TASK STATEMENT
Among the records, how many lines contain "Graphite"? Only the number is needed.

Extracted records

#####

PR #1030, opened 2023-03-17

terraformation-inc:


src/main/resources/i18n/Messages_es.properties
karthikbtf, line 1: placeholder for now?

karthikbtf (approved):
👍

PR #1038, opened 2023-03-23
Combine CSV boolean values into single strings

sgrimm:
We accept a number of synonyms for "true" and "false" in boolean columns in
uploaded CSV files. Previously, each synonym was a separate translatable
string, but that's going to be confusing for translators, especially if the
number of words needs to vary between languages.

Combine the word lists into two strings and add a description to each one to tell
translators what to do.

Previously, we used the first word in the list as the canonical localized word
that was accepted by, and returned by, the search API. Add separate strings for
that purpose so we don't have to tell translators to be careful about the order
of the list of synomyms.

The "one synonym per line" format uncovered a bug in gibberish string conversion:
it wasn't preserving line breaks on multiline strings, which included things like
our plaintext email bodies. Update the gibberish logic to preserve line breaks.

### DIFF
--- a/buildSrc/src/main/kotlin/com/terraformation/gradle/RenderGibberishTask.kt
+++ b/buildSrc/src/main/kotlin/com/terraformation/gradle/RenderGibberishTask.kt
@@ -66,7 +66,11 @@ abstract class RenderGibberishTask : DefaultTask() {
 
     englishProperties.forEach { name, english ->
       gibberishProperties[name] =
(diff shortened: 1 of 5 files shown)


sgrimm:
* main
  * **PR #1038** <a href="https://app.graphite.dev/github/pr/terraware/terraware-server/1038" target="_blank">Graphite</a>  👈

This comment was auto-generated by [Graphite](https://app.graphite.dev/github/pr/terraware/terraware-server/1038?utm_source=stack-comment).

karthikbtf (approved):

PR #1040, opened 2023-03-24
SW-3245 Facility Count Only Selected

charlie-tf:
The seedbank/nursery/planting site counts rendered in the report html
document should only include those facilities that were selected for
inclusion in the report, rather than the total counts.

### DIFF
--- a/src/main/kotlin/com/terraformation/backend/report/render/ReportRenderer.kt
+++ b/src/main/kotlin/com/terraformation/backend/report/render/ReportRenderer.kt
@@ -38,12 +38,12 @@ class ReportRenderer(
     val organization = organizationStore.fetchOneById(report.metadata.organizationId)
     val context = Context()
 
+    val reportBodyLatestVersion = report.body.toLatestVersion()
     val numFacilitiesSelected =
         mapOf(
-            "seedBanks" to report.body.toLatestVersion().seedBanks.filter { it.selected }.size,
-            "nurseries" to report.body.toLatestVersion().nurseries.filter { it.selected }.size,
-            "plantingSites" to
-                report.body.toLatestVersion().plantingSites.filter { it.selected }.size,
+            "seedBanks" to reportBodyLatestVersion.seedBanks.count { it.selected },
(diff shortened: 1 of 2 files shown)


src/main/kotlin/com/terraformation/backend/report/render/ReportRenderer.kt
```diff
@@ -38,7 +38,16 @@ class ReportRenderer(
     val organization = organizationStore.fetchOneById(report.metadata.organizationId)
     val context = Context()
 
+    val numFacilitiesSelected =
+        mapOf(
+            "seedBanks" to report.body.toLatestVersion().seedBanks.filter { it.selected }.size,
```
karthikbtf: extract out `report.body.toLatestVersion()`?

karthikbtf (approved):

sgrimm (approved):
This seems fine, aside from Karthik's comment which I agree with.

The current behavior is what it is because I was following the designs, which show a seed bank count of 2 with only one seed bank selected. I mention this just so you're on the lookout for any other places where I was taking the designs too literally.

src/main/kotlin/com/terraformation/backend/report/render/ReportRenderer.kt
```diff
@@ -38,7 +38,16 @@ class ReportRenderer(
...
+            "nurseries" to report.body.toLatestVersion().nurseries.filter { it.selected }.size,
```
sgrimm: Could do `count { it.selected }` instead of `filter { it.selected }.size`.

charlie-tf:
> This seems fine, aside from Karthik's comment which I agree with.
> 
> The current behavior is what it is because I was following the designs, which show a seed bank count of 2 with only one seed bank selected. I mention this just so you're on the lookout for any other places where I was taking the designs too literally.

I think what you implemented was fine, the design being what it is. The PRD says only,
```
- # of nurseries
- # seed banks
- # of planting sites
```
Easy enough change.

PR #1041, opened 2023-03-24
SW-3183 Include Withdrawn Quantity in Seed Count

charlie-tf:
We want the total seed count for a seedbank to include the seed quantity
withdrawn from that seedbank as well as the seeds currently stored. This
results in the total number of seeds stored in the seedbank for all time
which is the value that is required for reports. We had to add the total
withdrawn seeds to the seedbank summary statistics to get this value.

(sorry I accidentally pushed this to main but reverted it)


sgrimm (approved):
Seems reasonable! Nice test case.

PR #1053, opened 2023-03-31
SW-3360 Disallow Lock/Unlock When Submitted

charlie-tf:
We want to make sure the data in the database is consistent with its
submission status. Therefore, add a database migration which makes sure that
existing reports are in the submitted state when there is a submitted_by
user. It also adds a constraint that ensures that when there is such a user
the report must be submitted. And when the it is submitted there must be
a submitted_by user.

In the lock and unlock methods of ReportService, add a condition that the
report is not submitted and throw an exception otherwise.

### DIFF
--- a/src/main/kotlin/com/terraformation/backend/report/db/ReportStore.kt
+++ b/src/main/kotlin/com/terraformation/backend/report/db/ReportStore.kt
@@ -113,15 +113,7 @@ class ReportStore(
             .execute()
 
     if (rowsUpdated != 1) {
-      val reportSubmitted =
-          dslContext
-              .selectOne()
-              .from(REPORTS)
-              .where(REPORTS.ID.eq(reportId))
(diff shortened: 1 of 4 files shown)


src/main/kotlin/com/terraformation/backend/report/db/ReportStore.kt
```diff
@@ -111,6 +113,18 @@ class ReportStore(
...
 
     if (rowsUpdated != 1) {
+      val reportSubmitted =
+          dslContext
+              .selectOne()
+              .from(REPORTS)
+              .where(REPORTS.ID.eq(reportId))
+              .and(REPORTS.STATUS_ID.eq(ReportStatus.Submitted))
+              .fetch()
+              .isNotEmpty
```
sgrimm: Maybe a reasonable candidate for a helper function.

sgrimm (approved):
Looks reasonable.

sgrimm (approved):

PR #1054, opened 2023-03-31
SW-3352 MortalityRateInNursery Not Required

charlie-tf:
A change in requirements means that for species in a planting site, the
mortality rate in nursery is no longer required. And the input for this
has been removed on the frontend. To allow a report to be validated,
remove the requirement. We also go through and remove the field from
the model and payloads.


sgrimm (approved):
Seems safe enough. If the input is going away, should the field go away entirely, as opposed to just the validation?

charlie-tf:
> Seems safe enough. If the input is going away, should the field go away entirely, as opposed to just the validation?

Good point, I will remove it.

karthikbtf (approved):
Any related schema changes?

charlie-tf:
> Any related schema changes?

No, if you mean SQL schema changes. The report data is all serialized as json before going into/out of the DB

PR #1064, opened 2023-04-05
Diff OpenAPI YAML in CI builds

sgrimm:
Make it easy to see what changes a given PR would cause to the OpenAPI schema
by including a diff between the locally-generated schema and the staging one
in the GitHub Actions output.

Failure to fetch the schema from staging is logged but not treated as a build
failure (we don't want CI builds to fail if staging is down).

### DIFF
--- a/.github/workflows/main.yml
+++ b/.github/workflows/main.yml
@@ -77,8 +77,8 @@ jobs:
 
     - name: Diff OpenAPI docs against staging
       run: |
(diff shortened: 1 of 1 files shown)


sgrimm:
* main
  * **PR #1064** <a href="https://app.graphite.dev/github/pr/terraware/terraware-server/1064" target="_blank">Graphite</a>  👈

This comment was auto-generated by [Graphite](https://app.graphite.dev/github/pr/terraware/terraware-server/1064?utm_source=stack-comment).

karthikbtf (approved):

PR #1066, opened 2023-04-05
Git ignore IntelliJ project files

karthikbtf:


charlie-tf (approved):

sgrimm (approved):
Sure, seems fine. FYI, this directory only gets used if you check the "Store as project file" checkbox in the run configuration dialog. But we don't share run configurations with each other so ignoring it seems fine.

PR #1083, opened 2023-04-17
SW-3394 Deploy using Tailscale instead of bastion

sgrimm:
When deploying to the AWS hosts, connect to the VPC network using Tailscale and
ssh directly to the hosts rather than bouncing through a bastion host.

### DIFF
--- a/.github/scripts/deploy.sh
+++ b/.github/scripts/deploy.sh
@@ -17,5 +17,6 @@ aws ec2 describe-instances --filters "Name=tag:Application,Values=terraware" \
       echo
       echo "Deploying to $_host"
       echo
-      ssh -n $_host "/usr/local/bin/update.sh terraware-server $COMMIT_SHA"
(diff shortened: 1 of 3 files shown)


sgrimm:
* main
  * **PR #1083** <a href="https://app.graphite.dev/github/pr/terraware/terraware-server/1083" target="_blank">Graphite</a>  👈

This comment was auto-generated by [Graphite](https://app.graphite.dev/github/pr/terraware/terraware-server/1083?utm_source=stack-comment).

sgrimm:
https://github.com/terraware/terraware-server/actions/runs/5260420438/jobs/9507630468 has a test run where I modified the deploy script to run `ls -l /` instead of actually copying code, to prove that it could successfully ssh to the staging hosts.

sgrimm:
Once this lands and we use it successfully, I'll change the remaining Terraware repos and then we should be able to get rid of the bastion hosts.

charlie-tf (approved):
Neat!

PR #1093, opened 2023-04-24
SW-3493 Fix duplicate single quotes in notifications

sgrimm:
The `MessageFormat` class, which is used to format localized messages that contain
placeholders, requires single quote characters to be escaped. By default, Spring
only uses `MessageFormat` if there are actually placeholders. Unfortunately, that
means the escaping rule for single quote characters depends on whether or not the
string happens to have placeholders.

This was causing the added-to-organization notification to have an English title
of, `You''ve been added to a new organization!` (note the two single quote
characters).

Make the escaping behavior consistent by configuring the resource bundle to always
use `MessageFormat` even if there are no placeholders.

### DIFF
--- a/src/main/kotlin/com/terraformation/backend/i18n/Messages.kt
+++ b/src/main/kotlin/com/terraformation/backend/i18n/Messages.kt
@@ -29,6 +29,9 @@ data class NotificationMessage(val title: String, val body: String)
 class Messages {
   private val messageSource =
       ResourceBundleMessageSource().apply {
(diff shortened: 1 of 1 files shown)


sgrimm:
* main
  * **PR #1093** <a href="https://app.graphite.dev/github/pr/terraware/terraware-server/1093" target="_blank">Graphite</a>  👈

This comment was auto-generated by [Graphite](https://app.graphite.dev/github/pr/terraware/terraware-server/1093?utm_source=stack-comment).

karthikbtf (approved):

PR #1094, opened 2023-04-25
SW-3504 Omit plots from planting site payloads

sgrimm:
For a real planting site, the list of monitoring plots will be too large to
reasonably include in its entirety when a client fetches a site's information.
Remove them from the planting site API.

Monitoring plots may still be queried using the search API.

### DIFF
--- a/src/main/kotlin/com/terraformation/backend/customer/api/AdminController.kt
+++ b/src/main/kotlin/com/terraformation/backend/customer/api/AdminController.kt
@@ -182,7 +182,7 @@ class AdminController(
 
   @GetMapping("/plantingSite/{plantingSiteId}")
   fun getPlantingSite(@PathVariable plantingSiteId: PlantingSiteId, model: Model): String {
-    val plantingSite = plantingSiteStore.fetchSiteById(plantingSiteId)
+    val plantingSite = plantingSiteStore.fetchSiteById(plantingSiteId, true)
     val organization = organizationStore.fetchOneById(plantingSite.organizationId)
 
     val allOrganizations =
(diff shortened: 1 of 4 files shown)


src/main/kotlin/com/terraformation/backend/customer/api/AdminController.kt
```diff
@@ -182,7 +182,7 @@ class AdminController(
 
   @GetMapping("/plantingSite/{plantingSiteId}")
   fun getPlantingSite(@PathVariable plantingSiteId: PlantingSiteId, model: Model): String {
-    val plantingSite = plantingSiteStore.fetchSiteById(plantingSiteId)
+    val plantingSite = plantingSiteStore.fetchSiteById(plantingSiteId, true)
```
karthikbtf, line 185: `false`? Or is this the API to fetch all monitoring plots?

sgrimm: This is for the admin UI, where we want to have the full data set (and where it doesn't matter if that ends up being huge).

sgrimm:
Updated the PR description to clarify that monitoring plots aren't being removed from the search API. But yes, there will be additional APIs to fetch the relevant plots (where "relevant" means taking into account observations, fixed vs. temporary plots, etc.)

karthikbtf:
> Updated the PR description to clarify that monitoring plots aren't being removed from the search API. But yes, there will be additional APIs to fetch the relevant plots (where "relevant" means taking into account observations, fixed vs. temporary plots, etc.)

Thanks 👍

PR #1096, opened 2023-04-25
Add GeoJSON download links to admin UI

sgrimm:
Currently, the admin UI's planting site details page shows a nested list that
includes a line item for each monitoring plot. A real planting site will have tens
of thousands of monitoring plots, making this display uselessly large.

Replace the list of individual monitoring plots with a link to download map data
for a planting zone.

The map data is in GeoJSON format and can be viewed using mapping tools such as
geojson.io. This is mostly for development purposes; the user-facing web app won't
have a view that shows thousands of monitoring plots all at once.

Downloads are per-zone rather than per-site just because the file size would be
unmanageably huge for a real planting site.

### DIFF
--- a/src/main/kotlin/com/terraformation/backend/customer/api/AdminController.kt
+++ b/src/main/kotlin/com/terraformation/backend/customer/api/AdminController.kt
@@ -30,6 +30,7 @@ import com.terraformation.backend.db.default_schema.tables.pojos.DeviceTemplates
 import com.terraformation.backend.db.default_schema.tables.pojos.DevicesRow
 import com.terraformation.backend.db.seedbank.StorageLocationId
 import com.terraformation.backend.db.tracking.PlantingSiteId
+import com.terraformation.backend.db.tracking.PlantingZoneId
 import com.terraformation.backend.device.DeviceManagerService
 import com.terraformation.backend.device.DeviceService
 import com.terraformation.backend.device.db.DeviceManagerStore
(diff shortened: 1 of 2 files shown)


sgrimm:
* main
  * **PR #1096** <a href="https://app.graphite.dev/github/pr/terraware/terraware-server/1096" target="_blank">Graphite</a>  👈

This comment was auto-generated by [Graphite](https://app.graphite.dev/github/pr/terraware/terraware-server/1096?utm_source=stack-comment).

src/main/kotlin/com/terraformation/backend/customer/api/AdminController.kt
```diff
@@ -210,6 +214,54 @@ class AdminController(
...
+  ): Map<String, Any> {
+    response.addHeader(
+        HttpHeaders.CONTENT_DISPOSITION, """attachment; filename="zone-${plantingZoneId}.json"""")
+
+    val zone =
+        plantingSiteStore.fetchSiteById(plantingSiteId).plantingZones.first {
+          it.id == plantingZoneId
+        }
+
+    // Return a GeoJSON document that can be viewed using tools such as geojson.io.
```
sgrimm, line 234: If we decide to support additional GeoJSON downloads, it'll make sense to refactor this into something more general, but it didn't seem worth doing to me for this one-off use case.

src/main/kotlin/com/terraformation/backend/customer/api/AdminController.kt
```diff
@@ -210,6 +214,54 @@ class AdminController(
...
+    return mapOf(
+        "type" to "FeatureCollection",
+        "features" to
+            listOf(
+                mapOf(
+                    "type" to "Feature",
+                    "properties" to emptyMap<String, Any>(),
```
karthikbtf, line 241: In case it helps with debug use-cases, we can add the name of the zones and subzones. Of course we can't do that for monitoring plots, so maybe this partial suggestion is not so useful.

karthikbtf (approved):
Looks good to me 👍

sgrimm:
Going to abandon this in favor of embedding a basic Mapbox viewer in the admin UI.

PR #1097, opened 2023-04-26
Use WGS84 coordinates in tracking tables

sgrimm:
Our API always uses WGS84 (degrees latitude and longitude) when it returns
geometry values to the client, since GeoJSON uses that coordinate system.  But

#####

RESULT
10